Produce an exact copy of all the records.

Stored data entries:
/---

PR #110, opened 2021-12-06
add exponential backoff for controller errors

maskarb:
This PR does 2 things:
- add exponential backoff for reconciliation errors. 
- Return errors from prometheus report generation errors.


maskarb:
This was implemented in https://github.com/project-koku/koku-metrics-operator/pull/210

PR #111, opened 2021-12-06
break long running queries into smaller chunks

maskarb:
This PR breaks longer running queries into 5 minute chunks. The results from these chunks are aggregated together into a new `model.Matrix` and then the rest of the logic is performed on this new matrix.


abaiken (commented):
Code looks good to me & I downloaded reports and looked at them and don't see any red flags. I think we should upload a report and make sure it is processed correctly before merging this just to be safe.

abaiken (approved):

PR #126, opened 2022-01-25
Increase context timeout to 90 seconds

maskarb:
COST-2127

* make context timeout configurable
* default to 90 seconds


abaiken (dismissed):

abaiken (approved):

collector/prometheus_test.go
```diff
@@ -21,6 +21,7 @@ import (
 )
 
 var trueDef = true
+var defaultContextTimeout int64 = 90
```
abaiken, line 24: shouldn't we set this to 120

PR #135, opened 2022-05-06
[COST-992] filter out empty volumename to prevent many to many issue on PVCs

cgoodfred:
This issue was replicated and the many to many for PVC's can come from an empty volume name. Filtering out null volumenames in the prometheus query should address that.


maskarb (approved):
lgtm!

PR #139, opened 2022-05-23
create MetricsConfig to inherit CR

maskarb:
Today, releasing downstream is difficult because of the conversion from `KokuMetrics` to `CostmanagementMetrics`. We originally designed things to pass the `KokuMetricsConfig` type around many places throughout the code base. This PR creates a generic `MetricsConfig` which will inherit everything from either `KokuMetricsConfig` or `CostmanagementMetricsConfig`. This enables us to define functions that require the `MetricsConfig` instead of the specific Koku/Costmanamgent config. For future downstream releases, we won't have to convert the name `koku` to `cost-management` in as many places which should make our downstream releases and code reviews much simpler.


maskarb:
I just cannot get this to work correctly.

PR #140, opened 2022-06-27
[COST-2285] - fix many-to-many query error

maskarb:
* switch the `by (pod, namespace, node)` to `without (instance, uid)` which will prevent `many-to-many matching not allowed` errors caused by the `instance` and `uid` fields.
* add `{namespace,node,pod}!=''` because these fields are required for proper data aggregation
* add `MetricKey` to pod labels to prevent line items that are missing pod/namespace


abaiken (approved):
LGTM

PR #158, opened 2023-01-26
[COST-3422] - gather all available data in the current month on install

maskarb:
- some reorganization and renaming of code
- gather all available data in current month on CR creation
- Add API field to disable previous data collection


collector/prometheus.go
```diff
@@ -65,113 +58,140 @@ func getBearerToken(tokenFile string) (config.Secret, error) {
...
 	}
-	promCfg := &PrometheusConfig{
-		Address: kmCfg.SvcAddress,
-		CAFile:  filepath.Join(serviceaccountPath, certKey),
-		SkipTLS: *kmCfg.SkipTLSVerification,
+}
+
+type PrometheusConfigurationSetter func(ps *kokumetricscfgv1beta1.PrometheusSpec, c *PrometheusCollector) error
+
+func SetPrometheusConfig(ps *kokumetricscfgv1beta1.PrometheusSpec, c *PrometheusCollector) error {
```
samdoran, line 84: Short variable names hinder readability. Even though this function is pretty short, it would still be better to have more descriptive variable and parameter names.
```suggestion
func SetPrometheusConfig(promspec *kokumetricscfgv1beta1.PrometheusSpec, collector *PrometheusCollector) error {
```

maskarb: I understand that perspective but `c` for `PrometheusCollector` is and has been used everywhere else. `ps` was `kmCfg` which made no sense. If there really is an issue with readability, we can address that in a follow up PR.

controllers/kokumetricsconfig_controller.go
```diff
@@ -674,7 +689,21 @@ func (r *KokuMetricsConfigReconciler) Reconcile(ctx context.Context, req ctrl.Re
 	}
 
 	// attempt to collect prometheus stats and create reports
-	collectPromStats(r, kmCfg, dirCfg)
+	if err := getPromCollector(r, kmCfg); err != nil {
+		log.Error(err, "failed to get prometheus connection")
+		return ctrl.Result{RequeueAfter: time.Minute * 2}, err // give things a break and try again in 2 minutes
```
samdoran, line 694: You could use exponential backoff here starting with a smaller value.

controllers/kokumetricsconfig_controller.go
```diff
@@ -517,33 +513,43 @@ func uploadFiles(r *KokuMetricsConfigReconciler, authConfig *crhchttp.AuthConfig
 	return nil
 }
 
-func collectPromStats(r *KokuMetricsConfigReconciler, kmCfg *kokumetricscfgv1beta1.KokuMetricsConfig, dirCfg *dirconfig.DirectoryConfig) {
-	log := log.WithName("collectPromStats")
+func getTimeRange(r *KokuMetricsConfigReconciler, kmCfg *kokumetricscfgv1beta1.KokuMetricsConfig) (time.Time, time.Time) {
+	start := time.Now().UTC().Truncate(time.Hour).Add(-time.Hour) // start of previous full hour
+	end := start.Add(59*time.Minute + 59*time.Second)
+	if kmCfg.Status.Prometheus.LastQuerySuccessTime.IsZero() && r.InCluster && !r.disablePreviousDataCollection {
+		start = time.Date(start.Year(), start.Month(), 1, 0, 0, 0, 0, start.Location())
```
samdoran, line 520: So this will at most gather data back to beginning of the current month?

Would it be better to gather a fixed number of days of data?

What happens if we request data for a date range where there is no data? I believe that scenario is handled in `collectPromStats` just wanted to make sure.

collector/prometheus.go
samdoran: Sounds good.

controllers/kokumetricsconfig_controller.go
maskarb: Why?

controllers/kokumetricsconfig_controller.go
maskarb: The best solution is to gather whatever is available, but we don't know when the data starts. Given that most billing starts at the beginning of a month, that makes it a good place to start.

If there is no data, we just move to the next hour.

controllers/kokumetricsconfig_controller.go
samdoran: To potentially reduce overall wait time and/or avoid overwhelming the service.

It may not make sense in this particular scenario, but it's a good technique with decentralized clients interacting with a central service.

Not a blocker, just a comment. It's something that always comes to mind when I see fixed wait times.

controllers/kokumetricsconfig_controller.go
samdoran: That makes sense. I hadn't thought about lining up with billing date. I was just thinking "get all the data available".

chambridge (approved):
LGTM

\---

Task output
PR #110, opened 2021-12-06
add exponential backoff for controller errors

maskarb:
This PR does 2 things:
- add exponential backoff for reconciliation errors. 
- Return errors from prometheus report generation errors.


maskarb:
This was implemented in https://github.com/project-koku/koku-metrics-operator/pull/210

PR #111, opened 2021-12-06
break long running queries into smaller chunks

maskarb:
This PR breaks longer running queries into 5 minute chunks. The results from these chunks are aggregated together into a new `model.Matrix` and then the rest of the logic is performed on this new matrix.


abaiken (commented):
Code looks good to me & I downloaded reports and looked at them and don't see any red flags. I think we should upload a report and make sure it is processed correctly before merging this just to be safe.

abaiken (approved):

PR #126, opened 2022-01-25
Increase context timeout to 90 seconds

maskarb:
COST-2127

* make context timeout configurable
* default to 90 seconds


abaiken (dismissed):

abaiken (approved):

collector/prometheus_test.go
```diff
@@ -21,6 +21,7 @@ import (
 )
 
 var trueDef = true
+var defaultContextTimeout int64 = 90
```
abaiken, line 24: shouldn't we set this to 120

PR #135, opened 2022-05-06
[COST-992] filter out empty volumename to prevent many to many issue on PVCs

cgoodfred:
This issue was replicated and the many to many for PVC's can come from an empty volume name. Filtering out null volumenames in the prometheus query should address that.


maskarb (approved):
lgtm!

PR #139, opened 2022-05-23
create MetricsConfig to inherit CR

maskarb:
Today, releasing downstream is difficult because of the conversion from `KokuMetrics` to `CostmanagementMetrics`. We originally designed things to pass the `KokuMetricsConfig` type around many places throughout the code base. This PR creates a generic `MetricsConfig` which will inherit everything from either `KokuMetricsConfig` or `CostmanagementMetricsConfig`. This enables us to define functions that require the `MetricsConfig` instead of the specific Koku/Costmanamgent config. For future downstream releases, we won't have to convert the name `koku` to `cost-management` in as many places which should make our downstream releases and code reviews much simpler.


maskarb:
I just cannot get this to work correctly.

PR #140, opened 2022-06-27
[COST-2285] - fix many-to-many query error

maskarb:
* switch the `by (pod, namespace, node)` to `without (instance, uid)` which will prevent `many-to-many matching not allowed` errors caused by the `instance` and `uid` fields.
* add `{namespace,node,pod}!=''` because these fields are required for proper data aggregation
* add `MetricKey` to pod labels to prevent line items that are missing pod/namespace


abaiken (approved):
LGTM

PR #158, opened 2023-01-26
[COST-3422] - gather all available data in the current month on install

maskarb:
- some reorganization and renaming of code
- gather all available data in current month on CR creation
- Add API field to disable previous data collection


collector/prometheus.go
```diff
@@ -65,113 +58,140 @@ func getBearerToken(tokenFile string) (config.Secret, error) {
...
 	}
-	promCfg := &PrometheusConfig{
-		Address: kmCfg.SvcAddress,
-		CAFile:  filepath.Join(serviceaccountPath, certKey),
-		SkipTLS: *kmCfg.SkipTLSVerification,
+}
+
+type PrometheusConfigurationSetter func(ps *kokumetricscfgv1beta1.PrometheusSpec, c *PrometheusCollector) error
+
+func SetPrometheusConfig(ps *kokumetricscfgv1beta1.PrometheusSpec, c *PrometheusCollector) error {
```
samdoran, line 84: Short variable names hinder readability. Even though this function is pretty short, it would still be better to have more descriptive variable and parameter names.
```suggestion
func SetPrometheusConfig(promspec *kokumetricscfgv1beta1.PrometheusSpec, collector *PrometheusCollector) error {
```

maskarb: I understand that perspective but `c` for `PrometheusCollector` is and has been used everywhere else. `ps` was `kmCfg` which made no sense. If there really is an issue with readability, we can address that in a follow up PR.

controllers/kokumetricsconfig_controller.go
```diff
@@ -674,7 +689,21 @@ func (r *KokuMetricsConfigReconciler) Reconcile(ctx context.Context, req ctrl.Re
 	}
 
 	// attempt to collect prometheus stats and create reports
-	collectPromStats(r, kmCfg, dirCfg)
+	if err := getPromCollector(r, kmCfg); err != nil {
+		log.Error(err, "failed to get prometheus connection")
+		return ctrl.Result{RequeueAfter: time.Minute * 2}, err // give things a break and try again in 2 minutes
```
samdoran, line 694: You could use exponential backoff here starting with a smaller value.

controllers/kokumetricsconfig_controller.go
```diff
@@ -517,33 +513,43 @@ func uploadFiles(r *KokuMetricsConfigReconciler, authConfig *crhchttp.AuthConfig
 	return nil
 }
 
-func collectPromStats(r *KokuMetricsConfigReconciler, kmCfg *kokumetricscfgv1beta1.KokuMetricsConfig, dirCfg *dirconfig.DirectoryConfig) {
-	log := log.WithName("collectPromStats")
+func getTimeRange(r *KokuMetricsConfigReconciler, kmCfg *kokumetricscfgv1beta1.KokuMetricsConfig) (time.Time, time.Time) {
+	start := time.Now().UTC().Truncate(time.Hour).Add(-time.Hour) // start of previous full hour
+	end := start.Add(59*time.Minute + 59*time.Second)
+	if kmCfg.Status.Prometheus.LastQuerySuccessTime.IsZero() && r.InCluster && !r.disablePreviousDataCollection {
+		start = time.Date(start.Year(), start.Month(), 1, 0, 0, 0, 0, start.Location())
```
samdoran, line 520: So this will at most gather data back to beginning of the current month?

Would it be better to gather a fixed number of days of data?

What happens if we request data for a date range where there is no data? I believe that scenario is handled in `collectPromStats` just wanted to make sure.

collector/prometheus.go
samdoran: Sounds good.

controllers/kokumetricsconfig_controller.go
maskarb: Why?

controllers/kokumetricsconfig_controller.go
maskarb: The best solution is to gather whatever is available, but we don't know when the data starts. Given that most billing starts at the beginning of a month, that makes it a good place to start.

If there is no data, we just move to the next hour.

controllers/kokumetricsconfig_controller.go
samdoran: To potentially reduce overall wait time and/or avoid overwhelming the service.

It may not make sense in this particular scenario, but it's a good technique with decentralized clients interacting with a central service.

Not a blocker, just a comment. It's something that always comes to mind when I see fixed wait times.

controllers/kokumetricsconfig_controller.go
samdoran: That makes sense. I hadn't thought about lining up with billing date. I was just thinking "get all the data available".

chambridge (approved):
LGTM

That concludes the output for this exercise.